Top of Material supplied
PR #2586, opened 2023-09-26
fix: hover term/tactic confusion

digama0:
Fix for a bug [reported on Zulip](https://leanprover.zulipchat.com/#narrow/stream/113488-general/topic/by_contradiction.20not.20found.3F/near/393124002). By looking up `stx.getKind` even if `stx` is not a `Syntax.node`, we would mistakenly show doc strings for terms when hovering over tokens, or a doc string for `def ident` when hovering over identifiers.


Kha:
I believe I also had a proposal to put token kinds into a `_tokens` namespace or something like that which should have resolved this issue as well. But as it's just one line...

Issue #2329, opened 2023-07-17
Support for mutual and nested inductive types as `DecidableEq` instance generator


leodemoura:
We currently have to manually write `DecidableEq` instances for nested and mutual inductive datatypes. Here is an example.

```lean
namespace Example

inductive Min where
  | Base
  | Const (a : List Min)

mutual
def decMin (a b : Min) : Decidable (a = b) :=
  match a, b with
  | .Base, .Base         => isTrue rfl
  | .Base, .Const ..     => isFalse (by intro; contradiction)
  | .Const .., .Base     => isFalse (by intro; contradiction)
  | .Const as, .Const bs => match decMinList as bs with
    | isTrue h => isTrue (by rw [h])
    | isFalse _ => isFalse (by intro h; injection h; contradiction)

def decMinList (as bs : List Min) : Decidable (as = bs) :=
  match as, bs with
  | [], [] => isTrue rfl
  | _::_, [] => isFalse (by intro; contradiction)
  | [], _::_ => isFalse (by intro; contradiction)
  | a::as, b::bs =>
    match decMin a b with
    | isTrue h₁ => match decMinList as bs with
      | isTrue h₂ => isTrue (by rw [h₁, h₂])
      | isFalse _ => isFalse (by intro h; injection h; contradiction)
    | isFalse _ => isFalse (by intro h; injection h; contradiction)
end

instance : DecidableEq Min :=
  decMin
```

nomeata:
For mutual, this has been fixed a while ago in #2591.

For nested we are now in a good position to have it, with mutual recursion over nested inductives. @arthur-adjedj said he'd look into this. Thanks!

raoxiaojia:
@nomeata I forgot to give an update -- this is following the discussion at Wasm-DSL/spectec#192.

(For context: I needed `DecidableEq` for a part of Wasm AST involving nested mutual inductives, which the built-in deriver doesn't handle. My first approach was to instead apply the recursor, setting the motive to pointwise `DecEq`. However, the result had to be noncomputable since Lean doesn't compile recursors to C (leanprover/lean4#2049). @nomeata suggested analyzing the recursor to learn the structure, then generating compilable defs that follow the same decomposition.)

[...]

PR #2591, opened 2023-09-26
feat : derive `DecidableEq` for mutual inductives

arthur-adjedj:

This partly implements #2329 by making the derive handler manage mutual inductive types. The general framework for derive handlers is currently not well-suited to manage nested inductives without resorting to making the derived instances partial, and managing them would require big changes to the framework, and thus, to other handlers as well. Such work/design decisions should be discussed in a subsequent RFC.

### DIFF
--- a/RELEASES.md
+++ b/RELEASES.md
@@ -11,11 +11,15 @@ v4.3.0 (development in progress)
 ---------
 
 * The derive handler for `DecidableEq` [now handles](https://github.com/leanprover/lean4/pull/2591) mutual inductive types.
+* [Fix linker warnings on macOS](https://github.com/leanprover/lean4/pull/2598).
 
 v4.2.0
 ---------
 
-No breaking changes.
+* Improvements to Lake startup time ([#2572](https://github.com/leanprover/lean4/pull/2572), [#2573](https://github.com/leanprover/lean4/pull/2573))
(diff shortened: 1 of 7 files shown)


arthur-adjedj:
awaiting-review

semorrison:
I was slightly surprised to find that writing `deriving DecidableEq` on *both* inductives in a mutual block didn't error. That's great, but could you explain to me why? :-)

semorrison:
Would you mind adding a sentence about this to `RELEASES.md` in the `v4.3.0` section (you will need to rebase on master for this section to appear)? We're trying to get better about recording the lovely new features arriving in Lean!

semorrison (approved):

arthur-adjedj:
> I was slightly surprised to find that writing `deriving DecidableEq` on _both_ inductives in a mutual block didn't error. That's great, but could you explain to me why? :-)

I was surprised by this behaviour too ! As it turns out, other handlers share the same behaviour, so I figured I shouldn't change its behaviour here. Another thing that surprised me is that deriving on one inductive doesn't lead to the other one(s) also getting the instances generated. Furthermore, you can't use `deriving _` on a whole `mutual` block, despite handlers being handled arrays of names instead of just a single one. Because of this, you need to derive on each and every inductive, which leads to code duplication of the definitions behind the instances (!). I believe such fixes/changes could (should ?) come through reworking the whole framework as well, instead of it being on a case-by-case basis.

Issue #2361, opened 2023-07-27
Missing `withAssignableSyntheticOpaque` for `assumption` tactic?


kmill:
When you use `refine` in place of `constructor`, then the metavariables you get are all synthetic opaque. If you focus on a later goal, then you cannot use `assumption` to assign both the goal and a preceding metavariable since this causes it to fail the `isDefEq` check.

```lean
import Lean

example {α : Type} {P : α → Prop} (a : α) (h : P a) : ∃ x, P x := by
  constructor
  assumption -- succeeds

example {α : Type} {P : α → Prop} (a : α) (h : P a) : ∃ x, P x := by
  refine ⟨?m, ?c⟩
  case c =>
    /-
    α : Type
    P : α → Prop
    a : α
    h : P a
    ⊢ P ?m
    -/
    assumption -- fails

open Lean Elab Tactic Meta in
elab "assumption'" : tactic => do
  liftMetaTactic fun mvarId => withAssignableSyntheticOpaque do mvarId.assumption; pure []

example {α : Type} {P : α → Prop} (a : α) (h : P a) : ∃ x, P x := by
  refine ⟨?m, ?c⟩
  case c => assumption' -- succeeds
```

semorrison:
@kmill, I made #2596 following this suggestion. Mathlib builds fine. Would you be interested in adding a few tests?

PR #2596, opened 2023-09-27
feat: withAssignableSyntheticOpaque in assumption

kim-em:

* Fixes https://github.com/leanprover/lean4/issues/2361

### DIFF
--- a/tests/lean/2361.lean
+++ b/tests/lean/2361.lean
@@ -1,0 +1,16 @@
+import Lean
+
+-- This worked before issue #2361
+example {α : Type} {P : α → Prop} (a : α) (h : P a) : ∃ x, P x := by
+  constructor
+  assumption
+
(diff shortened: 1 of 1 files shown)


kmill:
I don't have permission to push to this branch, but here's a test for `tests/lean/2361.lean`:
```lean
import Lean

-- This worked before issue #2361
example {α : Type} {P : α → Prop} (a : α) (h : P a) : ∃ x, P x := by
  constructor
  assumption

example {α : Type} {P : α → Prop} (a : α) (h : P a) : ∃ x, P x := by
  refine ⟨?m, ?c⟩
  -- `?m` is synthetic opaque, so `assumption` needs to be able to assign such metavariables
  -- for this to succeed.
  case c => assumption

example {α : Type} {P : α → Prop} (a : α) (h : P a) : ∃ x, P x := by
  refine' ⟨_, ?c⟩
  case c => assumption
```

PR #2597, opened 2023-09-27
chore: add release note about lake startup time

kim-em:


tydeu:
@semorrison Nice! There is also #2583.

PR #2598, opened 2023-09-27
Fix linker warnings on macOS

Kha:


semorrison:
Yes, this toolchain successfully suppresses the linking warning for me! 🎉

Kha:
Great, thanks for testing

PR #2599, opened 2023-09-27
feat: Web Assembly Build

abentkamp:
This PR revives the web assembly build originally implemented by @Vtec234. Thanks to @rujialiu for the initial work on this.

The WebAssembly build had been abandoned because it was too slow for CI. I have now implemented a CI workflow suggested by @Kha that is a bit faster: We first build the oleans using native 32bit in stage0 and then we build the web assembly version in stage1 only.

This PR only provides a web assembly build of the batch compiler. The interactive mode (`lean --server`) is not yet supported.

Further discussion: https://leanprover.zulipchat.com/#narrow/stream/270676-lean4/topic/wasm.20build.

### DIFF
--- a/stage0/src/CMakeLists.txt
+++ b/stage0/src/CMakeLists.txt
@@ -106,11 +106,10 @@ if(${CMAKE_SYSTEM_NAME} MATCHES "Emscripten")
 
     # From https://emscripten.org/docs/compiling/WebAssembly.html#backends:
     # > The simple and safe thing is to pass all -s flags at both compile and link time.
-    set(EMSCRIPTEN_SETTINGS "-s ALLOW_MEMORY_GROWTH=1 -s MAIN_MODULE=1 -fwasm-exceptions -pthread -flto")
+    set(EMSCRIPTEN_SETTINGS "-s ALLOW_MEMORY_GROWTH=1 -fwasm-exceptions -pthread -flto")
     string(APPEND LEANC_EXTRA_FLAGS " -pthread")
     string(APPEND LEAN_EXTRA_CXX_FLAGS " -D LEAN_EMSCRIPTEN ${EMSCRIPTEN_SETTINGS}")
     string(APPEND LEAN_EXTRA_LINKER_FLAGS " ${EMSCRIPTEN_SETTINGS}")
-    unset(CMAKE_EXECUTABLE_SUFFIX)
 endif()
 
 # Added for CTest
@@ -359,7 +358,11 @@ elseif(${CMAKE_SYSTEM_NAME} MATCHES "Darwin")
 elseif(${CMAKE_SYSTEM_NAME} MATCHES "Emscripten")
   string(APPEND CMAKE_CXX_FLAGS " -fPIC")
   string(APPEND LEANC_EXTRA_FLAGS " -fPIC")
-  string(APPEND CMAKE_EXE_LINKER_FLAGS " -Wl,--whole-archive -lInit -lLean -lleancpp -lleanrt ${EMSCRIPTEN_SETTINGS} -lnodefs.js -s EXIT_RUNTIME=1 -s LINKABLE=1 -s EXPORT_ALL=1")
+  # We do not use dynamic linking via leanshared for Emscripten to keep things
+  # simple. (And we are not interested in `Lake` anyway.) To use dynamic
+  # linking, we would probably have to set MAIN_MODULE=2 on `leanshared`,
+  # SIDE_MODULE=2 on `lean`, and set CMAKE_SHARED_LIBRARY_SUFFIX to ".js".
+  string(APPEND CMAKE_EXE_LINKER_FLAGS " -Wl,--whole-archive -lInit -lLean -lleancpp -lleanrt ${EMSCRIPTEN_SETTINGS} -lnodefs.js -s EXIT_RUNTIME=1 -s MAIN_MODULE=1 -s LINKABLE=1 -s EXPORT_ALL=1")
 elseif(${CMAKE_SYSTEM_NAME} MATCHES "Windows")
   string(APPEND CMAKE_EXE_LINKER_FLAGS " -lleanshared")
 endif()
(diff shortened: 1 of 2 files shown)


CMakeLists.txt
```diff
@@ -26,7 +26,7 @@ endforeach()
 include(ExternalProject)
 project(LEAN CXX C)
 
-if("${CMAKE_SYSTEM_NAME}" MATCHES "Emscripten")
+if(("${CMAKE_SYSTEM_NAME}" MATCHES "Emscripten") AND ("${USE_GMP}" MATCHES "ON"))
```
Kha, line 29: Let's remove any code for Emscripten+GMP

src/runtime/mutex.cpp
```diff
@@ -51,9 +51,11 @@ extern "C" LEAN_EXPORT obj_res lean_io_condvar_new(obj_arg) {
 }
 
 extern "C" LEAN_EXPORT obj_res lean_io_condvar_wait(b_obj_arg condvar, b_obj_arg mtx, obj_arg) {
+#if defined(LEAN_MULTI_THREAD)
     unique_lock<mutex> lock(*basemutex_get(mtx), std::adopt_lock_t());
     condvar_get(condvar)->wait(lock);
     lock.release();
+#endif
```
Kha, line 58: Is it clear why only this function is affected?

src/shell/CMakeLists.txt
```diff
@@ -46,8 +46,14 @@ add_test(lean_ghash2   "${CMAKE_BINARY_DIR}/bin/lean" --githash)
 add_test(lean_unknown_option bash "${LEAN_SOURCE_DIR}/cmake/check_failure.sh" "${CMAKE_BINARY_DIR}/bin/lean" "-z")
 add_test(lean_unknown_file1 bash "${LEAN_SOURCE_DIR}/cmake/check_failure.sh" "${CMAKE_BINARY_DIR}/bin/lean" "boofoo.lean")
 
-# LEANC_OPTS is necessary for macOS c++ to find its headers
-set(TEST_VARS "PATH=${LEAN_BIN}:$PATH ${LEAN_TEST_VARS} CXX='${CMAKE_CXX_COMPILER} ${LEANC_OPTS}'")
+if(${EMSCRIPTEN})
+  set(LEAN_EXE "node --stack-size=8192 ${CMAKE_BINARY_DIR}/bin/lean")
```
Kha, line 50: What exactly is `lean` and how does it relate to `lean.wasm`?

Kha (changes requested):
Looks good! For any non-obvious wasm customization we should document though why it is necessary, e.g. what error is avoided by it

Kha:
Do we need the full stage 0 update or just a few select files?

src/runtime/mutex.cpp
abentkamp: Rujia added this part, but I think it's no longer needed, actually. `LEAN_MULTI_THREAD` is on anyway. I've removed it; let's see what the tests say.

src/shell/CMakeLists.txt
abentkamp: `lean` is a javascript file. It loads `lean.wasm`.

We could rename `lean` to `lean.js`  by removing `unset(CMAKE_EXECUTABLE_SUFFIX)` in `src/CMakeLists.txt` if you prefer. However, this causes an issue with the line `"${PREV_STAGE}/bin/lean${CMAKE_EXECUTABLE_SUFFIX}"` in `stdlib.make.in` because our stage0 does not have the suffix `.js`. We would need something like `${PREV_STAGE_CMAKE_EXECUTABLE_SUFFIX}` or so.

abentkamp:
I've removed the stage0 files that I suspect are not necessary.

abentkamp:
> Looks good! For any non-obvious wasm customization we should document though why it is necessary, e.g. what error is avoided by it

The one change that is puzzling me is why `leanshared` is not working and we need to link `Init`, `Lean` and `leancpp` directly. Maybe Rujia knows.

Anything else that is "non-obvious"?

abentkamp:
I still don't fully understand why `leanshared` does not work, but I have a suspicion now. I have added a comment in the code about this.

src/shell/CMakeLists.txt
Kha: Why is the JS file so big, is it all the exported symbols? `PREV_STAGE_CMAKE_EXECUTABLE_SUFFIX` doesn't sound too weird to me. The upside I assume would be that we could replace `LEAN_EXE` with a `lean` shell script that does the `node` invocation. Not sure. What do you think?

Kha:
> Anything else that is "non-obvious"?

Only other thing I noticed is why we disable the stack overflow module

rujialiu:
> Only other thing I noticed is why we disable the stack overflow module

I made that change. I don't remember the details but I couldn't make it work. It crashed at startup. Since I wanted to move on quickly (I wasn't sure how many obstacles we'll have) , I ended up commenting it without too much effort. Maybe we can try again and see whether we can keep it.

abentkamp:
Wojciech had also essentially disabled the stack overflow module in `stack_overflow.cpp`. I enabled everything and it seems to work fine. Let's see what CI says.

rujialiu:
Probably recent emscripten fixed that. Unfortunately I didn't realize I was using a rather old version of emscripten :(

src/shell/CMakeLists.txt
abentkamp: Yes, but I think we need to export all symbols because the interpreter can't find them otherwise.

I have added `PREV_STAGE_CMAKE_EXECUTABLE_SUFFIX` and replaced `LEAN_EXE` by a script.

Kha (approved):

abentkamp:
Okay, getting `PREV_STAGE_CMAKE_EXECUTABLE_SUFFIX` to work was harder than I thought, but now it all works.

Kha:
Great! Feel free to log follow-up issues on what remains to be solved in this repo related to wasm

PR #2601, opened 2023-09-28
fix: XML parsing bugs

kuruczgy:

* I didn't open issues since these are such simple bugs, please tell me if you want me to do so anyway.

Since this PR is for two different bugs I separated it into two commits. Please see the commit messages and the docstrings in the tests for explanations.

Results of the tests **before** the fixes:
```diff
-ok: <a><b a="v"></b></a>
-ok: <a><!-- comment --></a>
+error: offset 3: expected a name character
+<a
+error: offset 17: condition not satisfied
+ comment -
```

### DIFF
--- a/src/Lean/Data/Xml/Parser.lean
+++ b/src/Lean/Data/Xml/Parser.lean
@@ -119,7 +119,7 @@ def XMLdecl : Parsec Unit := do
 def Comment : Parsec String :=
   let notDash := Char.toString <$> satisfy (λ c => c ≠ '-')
Bottom of Material supplied
**Task requirements**
Give the number of lines in the listing above that contain "shortened", and nothing else.

**Solution for this problem**
3